** Provided material **

PR #998, opened 2017-09-15
silence|alerts: add metrics about current silences and alerts

iksaif:
This adds metrics that look like this:
```
alertmanager_alerts_count{state="active"} 6
alertmanager_alerts_count{state="suppressed"} 0
alertmanager_silences_count{state="active"} 1
alertmanager_silences_count{state="expired"} 1
alertmanager_silences_count{state="pending"} 0
```

This can be used to monitor alertmanager's usage and validate that
alertmanagers in a mesh have a similar number of silences and alerts.

### DIFF
--- a/cmd/alertmanager/main.go
+++ b/cmd/alertmanager/main.go
@@ -63,6 +63,8 @@ var (
 		Name: "alertmanager_config_last_reload_success_timestamp_seconds",
 		Help: "Timestamp of the last successful configuration reload.",
 	})
+	alertsActive     prometheus.GaugeFunc
+	alertsSuppressed prometheus.GaugeFunc
 )
 
 func init() {
@@ -70,6 +72,27 @@ func init() {
 	prometheus.MustRegister(configSuccessTime)
 	prometheus.MustRegister(configHash)
 	prometheus.MustRegister(version.NewCollector("alertmanager"))
+}
+
+func newAlertMetricByState(marker types.Marker, st types.AlertState) prometheus.GaugeFunc {
+	return prometheus.NewGaugeFunc(
+		prometheus.GaugeOpts{
+			Name:        "alertmanager_alerts",
+			Help:        "How many alerts by state.",
+			ConstLabels: prometheus.Labels{"state": string(st)},
+		},
+		func() float64 {
+			return float64(marker.Count(st))
+		},
+	)
+}
+
+func newMarkerMetrics(marker types.Marker) {
+	alertsActive = newAlertMetricByState(marker, types.AlertStateActive)
+	alertsSuppressed = newAlertMetricByState(marker, types.AlertStateSuppressed)
+
+	prometheus.MustRegister(alertsActive)
+	prometheus.MustRegister(alertsSuppressed)
 }
 
 func main() {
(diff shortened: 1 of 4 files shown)


cmd/alertmanager/main.go
```diff
@@ -72,6 +74,27 @@ func init() {
 	prometheus.MustRegister(version.NewCollector("alertmanager"))
 }
 
+func newAlertMetricByState(marker types.Marker, st types.AlertState) prometheus.GaugeFunc {
+	return prometheus.NewGaugeFunc(
+		prometheus.GaugeOpts{
+			Name:        "alertmanager_alerts_count",
```
brian-brazil: The _count suffix is for summaries/histograms time series

iksaif: Removed.

iksaif:
count removed, tests fixed

types/types.go
```diff
@@ -67,6 +69,27 @@ type memMarker struct {
 	mtx sync.RWMutex
 }
 
+// Count alerts of a given state.
+func (m *memMarker) Count(states ...AlertState) int {
+	count := 0
+
+	m.mtx.Lock()
```
brancz: This just needs a read lock.

silence/silence.go
```diff
@@ -113,9 +113,26 @@ type metrics struct {
...
+
+func newSilenceMetricByState(s *Silences, st SilenceState) prometheus.GaugeFunc {
+	return prometheus.NewGaugeFunc(
+		prometheus.GaugeOpts{
+			Name:        "alertmanager_silences",
+			Help:        "How many silences by state.",
+			ConstLabels: prometheus.Labels{"state": string(st)},
+		},
+		func() float64 {
+			count, _ := s.CountState(st)
```
brancz: We should probably at least log this error.

silence/silence.go
```diff
@@ -584,6 +610,16 @@ func (s *Silences) Query(params ...QueryParam) ([]*pb.Silence, error) {
 	return sils, err
 }
 
+// Count silences by state.
+func (s *Silences) CountState(states ...SilenceState) (int, error) {
+	// This could probably be optimized.
```
brancz: I'm hoping that we'll one day we'll be able to index the silence and alert in-memory databases, so we can search, count, query a bit more efficiently.

silence/silence.go
iksaif: done

types/types.go
iksaif: done

iksaif:
Should be good now

types/types.go
```diff
@@ -67,6 +69,27 @@ type memMarker struct {
 	mtx sync.RWMutex
 }
 
+// Count alerts of a given state.
+func (m *memMarker) Count(states ...AlertState) int {
+	count := 0
+
+	m.mtx.RLock()
+	defer m.mtx.Unlock()
```
brancz: This should be `RUnlock`, when using `RLock`.

iksaif: True, sorry for that, fixed

iksaif:
>  I'm unsure about the performance implications the locking for counting may have

Should not be worse than accessing the API or the UI.

brancz:
Fair enough. Thanks for the contributions!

** Aim of the task **
Your answer should be one number, the count of lines above that hold "about".

** Solved exercise **
2